As for where you can or can't go, a lot depends on which version of the Trans/Dorm you get. If you get the version where there is a seperate, special bathroom with shower upstairs at the end of the car, then you are typically not allowed downstairs. If you get the version where there is only the normal bathroom at the center of the car upstairs, then you are allowed downstairs as that's where the showers are.


----------



## AlanB (Sep 12, 2009)

alanh said:


> Just to clarify the change in terminology: old bedroom = roomette,


Actually that was called the economy room, prior to be renamed "roomette".


----------



## the_traveler (Sep 12, 2009)

Rob_C said:


> Ladies smoking lounge down there?


As stated, there is no smoking on most Amtrak trains (except on the Auto Train). The larger "ladies" lounge is only on coach cars. (There are none on a sleeper.) I have seen some of them say "Women" and some that are unisex.


----------



## JAChooChoo (Sep 12, 2009)

On the Autotrain Deluxe Sleepers, what is the room designation for bedrooms 6--10, and are they on the same side of the car as A-E?


----------



## sky12065 (Sep 12, 2009)

the_traveler said:


> Rob_C said:
> 
> 
> > Ladies smoking lounge down there?
> ...


How come larger ladies get their own lounge and not us larger gentlemen¿¿¿


----------



## the_traveler (Sep 12, 2009)

IIRC, one half has bedrooms A-E and the other half has bedrooms J-N, with the stairs and coffee pot in the middle. All bedrooms are on the same side of the car.


----------



## RTOlson (Sep 12, 2009)

sky12065 said:


> How come larger ladies get their own lounge and not us larger gentlemen¿¿¿


In addition to the lounge, many coach cars include a larger bathroom with a changing bench. I almost prefer that to the lounge. Although the lounge is larger, the bathroom door has a latch.


----------



## AlanB (Sep 12, 2009)

JAChooChoo said:


> On the Autotrain Deluxe Sleepers, what is the room designation for bedrooms 6--10, and are they on the same side of the car as A-E?
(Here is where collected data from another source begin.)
Issue #35728, opened 2023-05-24
[Python] `test_total_bytes_allocated` failing on CI


h-vetinari:
### Describe the bug, including details regarding any error messages, version, and platform.

In https://github.com/conda-forge/arrow-cpp-feedstock/pull/1053, I currently have a failing test `test_total_bytes_allocated` on arrow 12 (though not arrow 11 or before), but some commit between arrow 12 and current `main` seems to have fixed this[^1] - any ideas?

This is currently holding up all our migrations on the arrow-feedstock and is very high priority for us in conda-forge. Possible solutions:
* someone tells me that it's fine to skip that test
* we identify the relevant changes that regressed this from 11->12 and revert them (on the feedstock)
* we identify what fixed the issue between 12 & main and I backport those changes (on the feedstock)

[^1]: as confirmed in #35637

_Originally posted by @h-vetinari in https://github.com/apache/arrow/issues/35637#issuecomment-1552650935_
            

### Component(s)

Packaging

assignUser:
@westonpace is it fine to skip that test or do you know if that fix was already added for 12.0.1?

h-vetinari:
Thanks @assignUser for chiming in! Some more context. It did not appear for the last successful [build](https://github.com/conda-forge/arrow-cpp-feedstock/pull/1042) of 12.0.0, then appeared for a [migration](https://github.com/conda-forge/arrow-cpp-feedstock/pull/1053) (of simultaneously re2, aws-crt & google-cloud-cpp; because reasons...), but only on linux, and not for any of the older arrow versions (which received the same migrator PRs).

> Single test failure here, and only on linux. Normally I'd go with a skip, but this looks like it might be leaking memory? Any ideas? The test in question [has no](https://github.com/apache/arrow/blob/apache-arrow-12.0.0/python/pyarrow/tests/test_array.py#L40-L41) comments or documentation AFAICS.
> 
> ```
> =================================== FAILURES ===================================
> __________________________ test_total_bytes_allocated __________________________
> 
>     def test_total_bytes_allocated():
> >       assert pa.total_allocated_bytes() == 0
> E       assert 1216 == 0
> E        +  where 1216 = <built-in function total_allocated_bytes>()
> E        +    where <built-in function total_allocated_bytes> = pa.total_allocated_bytes
> ```
> 
> It's also interesting that this doesn't appear in any of the equivalent PRs to the maintenance branches, e.g. #1057.

[...]

PR #36162, opened 2023-06-19
GH-21761: [Python] accept pyarrow scalars in array constructor

### LINKED ISSUE #21761: [Python] accept pyarrow values / scalars in constructor functions ?
Currently, functions like \`pyarrow.array` don't accept pyarrow Arrays, or also not scalars of it:

```Java

In [42]: arr = pa.array([1, 2, 3])

In [43]: pa.array(arr)
...
ArrowInvalid: Could not convert 1 with type pyarrow.lib.Int64Value: did not recognize Python value type when inferring an Arrow data type

In [44]: pa.array(list(arr))
...
ArrowInvalid: Could not convert 1 with type pyarrow.lib.Int64Value: did not recognize Python value type when inferring an Arrow data type
```

Do we want to allow those / recognize those here? (the first case could even have a fastpath, as we don't need to do it element by element).

Also scalars are not supported:

```Java

In [46]: type(arr.sum())
Out[46]: pyarrow.lib.Int64Scalar

In [47]: pa.array([arr.sum()])
...
ArrowInvalid: Could not convert 6 with type pyarrow.lib.Int64Scalar: did not recognize Python value type when inferring an Arrow data type
```

And also in other functions we don't accept arrow scalars / values:

```Java

In [48]: string = pa.array(['a'])[0]

In [49]: type(string)
Out[49]: pyarrow.lib.StringValue

In [50]: pa.field(string, pa.int64())
...
TypeError: expected bytes, pyarrow.lib.StringValue found
```
 

 

**Reporter**: [Joris Van den Bossche](https://issues.apache.org/jira/browse/ARROW-5295) / @jorisvandenbossche
#### Related issues:
- [[Python] pa.array() doesn't support pa.lib.TimestampScalar objects](https://github.com/apache/arrow/issues/26862) (duplicates)
- [[Python] Array constructor doesn't support arrow scalars.](https://github.com/apache/arrow/issues/33594) (is duplicated by)
- [[Python] Scalar constructors should be callable](https://github.com/apache/arrow/issues/31648) (relates to)
- [[Python] Allow pa.array/pa.chunked_array to infer pa.NA when in a non pyarrow container](https://github.com/apache/arrow/issues/31995) (relates to)

<sub>**Note**: *This issue was originally created as [ARROW-5295](https://issues.apache.org/jira/browse/ARROW-5295). Please see the [migration documentation](https://github.com/apache/arrow/issues/14542) for further details.*</sub>

AlenkaF:
### Rationale for this change

Currently, `pyarrow.array `doesn't accept list of pyarrow Scalars and this PR adds a check to allow that.

* Closes: #21761

### DIFF
--- a/python/pyarrow/src/arrow/python/inference.cc
+++ b/python/pyarrow/src/arrow/python/inference.cc
@@ -29,7 +29,6 @@
 
 #include "arrow/scalar.h"
 #include "arrow/status.h"
-#include "arrow/type.h"
 #include "arrow/util/decimal.h"
 #include "arrow/util/logging.h"
 
--- a/python/pyarrow/src/arrow/python/inference.cc
+++ b/python/pyarrow/src/arrow/python/inference.cc
@@ -462,6 +462,12 @@ class TypeInferrer {
 
     RETURN_NOT_OK(Validate());
 
+    if (arrow_scalar_count_ > 0 and arrow_scalar_count_ + none_count_ != total_count_){
+      return Status::Invalid(
+              "pyarrow scalars cannot be mixed "
+              "with other Python scalar values currently");
+    }
+
     if (numpy_dtype_count_ > 0) {
       // All NumPy scalars and Nones/nulls
       if (numpy_dtype_count_ + none_count_ == total_count_) {
@@ -501,12 +507,6 @@ class TypeInferrer {
               "numpy.datetime64 scalars cannot be mixed "
               "with other Python scalar values currently");
       }
-    }
-
-    if (arrow_scalar_count_ > 0 and arrow_scalar_count_ + none_count_ != total_count_){
-      return Status::Invalid(
-              "pyarrow scalars cannot be mixed "
-              "with other Python scalar values currently");
     }
 
     if (list_count_) {
@@ -576,19 +576,13 @@ class TypeInferrer {
   }
 
   Status VisitArrowScalar(PyObject* obj, bool* keep_going) {
-    Result<std::shared_ptr<Scalar>> result = arrow::py::unwrap_scalar(obj);
-    if (!result.ok()){
-      return internal::InvalidValue(obj, "Oh, what?");
-    }
-    std::shared_ptr<Scalar> scalar = result.ValueOrDie();
-
+    ARROW_ASSIGN_OR_RAISE(auto scalar, arrow::py::unwrap_scalar(obj));
     // Check that all the scalar types for the sequence are the same
-    std::shared_ptr<DataType> type = (*scalar->type).GetSharedPtr();
-    if (arrow_scalar_count_ > 0 and type != scalar_type_) {
+    if (arrow_scalar_count_ > 0 and *scalar->type != *scalar_type_) {
       return internal::InvalidValue(obj,
                                     "cannot mix scalars with different types");
     }
-    scalar_type_ = type;
+    scalar_type_ = scalar->type;
     ++arrow_scalar_count_;
     return Status::OK();
   }
--- a/python/pyarrow/src/arrow/python/inference.cc
+++ b/python/pyarrow/src/arrow/python/inference.cc
@@ -79,7 +79,7 @@ Status ImportPresentIntervalTypes(OwnedRefNoGIL* interval_types_tuple) {
 
 }  // namespace
 
-int import_pyarrow();
+import_pyarrow();
 
 #define _NUMPY_UNIFY_NOOP(DTYPE) \
   case NPY_##DTYPE:              \
--- a/python/pyarrow/src/arrow/python/inference.cc
+++ b/python/pyarrow/src/arrow/python/inference.cc
@@ -27,7 +27,9 @@
 #include <utility>
 #include <vector>
 
+#include "arrow/scalar.h"
 #include "arrow/status.h"
+#include "arrow/type.h"
 #include "arrow/util/decimal.h"
 #include "arrow/util/logging.h"
 
@@ -76,6 +78,8 @@ Status ImportPresentIntervalTypes(OwnedRefNoGIL* interval_types_tuple) {
 }
 
 }  // namespace
+
+int import_pyarrow();
 
 #define _NUMPY_UNIFY_NOOP(DTYPE) \
   case NPY_##DTYPE:              \
@@ -340,6 +344,7 @@ class TypeInferrer {
         decimal_count_(0),
         list_count_(0),
         struct_count_(0),
+        arrow_scalar_count_(0),
         numpy_dtype_count_(0),
         interval_count_(0),
         max_decimal_metadata_(std::numeric_limits<int32_t>::min(),
@@ -391,6 +396,8 @@ class TypeInferrer {
     } else if (PyUnicode_Check(obj)) {
       ++unicode_count_;
       *keep_going = make_unions_;
+    } else if(arrow::py::is_scalar(obj)) {
+      RETURN_NOT_OK(VisitArrowScalar(obj, keep_going));
     } else if (PyArray_CheckAnyScalarExact(obj)) {
       RETURN_NOT_OK(VisitDType(PyArray_DescrFromScalar(obj), keep_going));
     } else if (PySet_Check(obj) || (Py_TYPE(obj) == &PyDictValues_Type)) {
@@ -496,6 +503,12 @@ class TypeInferrer {
       }
     }
 
+    if (arrow_scalar_count_ > 0 and arrow_scalar_count_ + none_count_ != total_count_){
+      return Status::Invalid(
+              "pyarrow scalars cannot be mixed "
+              "with other Python scalar values currently");
+    }
+
     if (list_count_) {
       std::shared_ptr<DataType> value_type;
       RETURN_NOT_OK(list_inferrer_->GetType(&value_type));
@@ -534,6 +547,8 @@ class TypeInferrer {
       *out = utf8();
     } else if (interval_count_) {
       *out = month_day_nano_interval();
+    } else if (arrow_scalar_count_) {
+      *out = scalar_type_;
     } else {
       *out = null();
     }
@@ -557,6 +572,24 @@ class TypeInferrer {
         RETURN_NOT_OK(it.second.Validate());
       }
     }
+    return Status::OK();
+  }
+
+  Status VisitArrowScalar(PyObject* obj, bool* keep_going) {
+    Result<std::shared_ptr<Scalar>> result = arrow::py::unwrap_scalar(obj);
+    if (!result.ok()){
+      return internal::InvalidValue(obj, "Oh, what?");
+    }
+    std::shared_ptr<Scalar> scalar = result.ValueOrDie();
+
+    // Check that all the scalar types for the sequence are the same
+    std::shared_ptr<DataType> type = (*scalar->type).GetSharedPtr();
+    if (arrow_scalar_count_ > 0 and type != scalar_type_) {
+      return internal::InvalidValue(obj,
+                                    "cannot mix scalars with different types");
+    }
+    scalar_type_ = type;
+    ++arrow_scalar_count_;
     return Status::OK();
   }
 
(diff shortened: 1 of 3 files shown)


python/pyarrow/tests/test_convert_builtin.py
```diff
@@ -2363,3 +2363,113 @@ def test_array_from_pylist_offset_overflow():
...
+    sequence = seq([pa.scalar("a"), np.float16("0.1"), None])
+    with pytest.raises(pa.ArrowInvalid,
+                       match="pyarrow scalars cannot be mixed with other "
+                             "Python scalar values currently"):
+        pa.array(sequence)
+
+    with pytest.raises(pa.ArrowInvalid,
+                       match="Cannot append scalar of type string "
+                             "to builder for type int32"):
+        pa.array([pa.scalar("a")], type=pa.int32())
```
AlenkaF, line 2475: This should fail with a different message.
Also casting `int64` to `int8` should work but it currently doesn't.

python/pyarrow/src/arrow/python/inference.cc
```diff
@@ -77,6 +79,8 @@ Status ImportPresentIntervalTypes(OwnedRefNoGIL* interval_types_tuple) {
 
 }  // namespace
 
+int import_pyarrow();
```
jorisvandenbossche, line 82:
```suggestion
import_pyarrow();
```

python/pyarrow/tests/test_convert_builtin.py
```diff
@@ -2363,3 +2363,113 @@ def test_array_from_pylist_offset_overflow():
...
+    ([None, datetime.date.today()], [None, pa.scalar(datetime.date.today())]),
+    ([datetime.time(1, 1, 1), None], [pa.scalar(datetime.time(1, 1, 1)), None]),
+    ([datetime.timedelta(seconds=10)], [pa.scalar(datetime.timedelta(seconds=10))]),
+    ([None, datetime.datetime(2014, 1, 1)], [
+     None, pa.scalar(datetime.datetime(2014, 1, 1))]),
+    ([pa.MonthDayNano([1, -1, -10100])], [pa.scalar(pa.MonthDayNano([1, -1, -10100]))]),
+    (["a", "b"], [pa.scalar("a"), pa.scalar("b")]),
+    ([b"a", b"b"], [pa.scalar(b"a"), pa.scalar(b"b")]),
+    ([1, 2, 3], pa.scalar([1, 2, 3])),
+    (["a", "b"], pa.scalar(["a", "b"])),
```
jorisvandenbossche, line 2384:
```suggestion
    ([[1, 2, 3]], [pa.scalar([1, 2, 3])]),
    ([["a", "b"]], [pa.scalar(["a", "b"])]),
```

?

python/pyarrow/tests/test_convert_builtin.py
jorisvandenbossche: > Also casting `int64` to `int8` should work but it currently doesn't.

I suppose it is the builder that currently doesn't support that? 
(it might also be fine to not support this for this initial PR)

python/pyarrow/src/arrow/python/inference.cc
AlenkaF: This change produced an error:
```
/arrow/python/pyarrow/src/arrow/python/inference.cc
  /arrow/python/pyarrow/src/arrow/python/inference.cc:82:17: error: expected constructor, destructor, or type conversion before ';' token
     82 | import_pyarrow();
        |   
```

I do not fully understand the usage of this function. But if we need to call it before using any other function in the pyarrow C++ we could do an if statement or something?

AlenkaF:
I am not sure why linter is failing on this PR. I will try to rebase and see if it helps.

python/pyarrow/src/arrow/python/inference.cc
AlenkaF: Removing `import_pyarrow();` altogether also works so I went with that.

AlenkaF:
The tests failing already have an open issue: https://github.com/apache/arrow/issues/35728, so I think this PR is ready for review.

One missing thing are the test for sets where the elements in the set get reordered when getting passed to the `pa.array` constructor. Not sure there is a solution for it.
https://github.com/apache/arrow/blob/3da9ba67144643d5331aeda7accb5c5795aeb1df/python/pyarrow/tests/test_convert_builtin.py#L2448-L2449

python/pyarrow/src/arrow/python/inference.cc
```diff
@@ -560,6 +573,17 @@ class TypeInferrer {
     return Status::OK();
   }
 
+  Status VisitArrowScalar(PyObject* obj, bool* keep_going) {
```
danepitkin, line 576: I think we can add an `/* unused */` comment for `keep_going` since we do want to check all values.

python/pyarrow/tests/test_convert_builtin.py
```diff
@@ -2363,3 +2363,136 @@ def test_array_from_pylist_offset_overflow():
     assert isinstance(arr, pa.ChunkedArray)
     assert len(arr) == 2**31
     assert len(arr.chunks) > 1
+
+
```
danepitkin, line 2367: Great test cases! I see we aren't testing all scalar types defined in https://arrow.apache.org/docs/python/api/datatypes.html, but I don't think we need to since many of them take identical code paths, right? e.g. date32 vs date64

danepitkin (commented):
Nice work!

Bedrooms 6-10 replace the roomettes normally found upstairs. One can walk straight through this car to the next without needing to turn a corner. The coffee station and stairs are as normal in the middle of the car, but no upstairs bathroom. And they are "numbered" J - N.

Amtrak choose those letters because the Family room is alternatively called room 15 or the F room. H is the designation for the Handicapped/accessible room. I looks too much like the number 1, so they started with J and went from there.


----------



## Green Maned Lion (Sep 13, 2009)

ALC_Rail_Writer said:


> OlympianHiawatha said:
> 
> 
> > Does Amtrak still have any Heritage 10-6 Sleepers in backlot inventory or have they all been moved out?
> ...


There are, to my knowledge, no 10-6 cars in that configuration left in Amtrak service or storage. The are about a half dozen "Dorm-Lounge" cars that were converted from Pacific (Ex-UP) and Pine (ex-ATSF) series Budd 10-6s (Practically identical floor plan). Three that I know of have been refurbished for use by the Amtrak Inspector General's office, although just what that refurbishment entails, I do not know.


----------



## ThayerATM (Sep 13, 2009)

ALC_Rail_Writer said:


> No, "deluxe" bedrooms (simply "bedrooms" on Amtrak.com) are on the upper level. Five on the regular sleepers, 10 on a "deluxe" sleeper (only on the Auto Train, and none in a transdorm car.
> On the lower level there are 4 roomettes, one family bedroom (taking the entire width of the car) and one handicapped accessible bedroom (taking the entire width of the car).
> 
> There is no smoking on any of Amtrak's trains except the Auto Train "smoker's penalty box". If you are referring to the "powder/changing room" then, no. You don't find that in sleepers because you can change in your room or in the shared shower. I'll post the car layouts in a second.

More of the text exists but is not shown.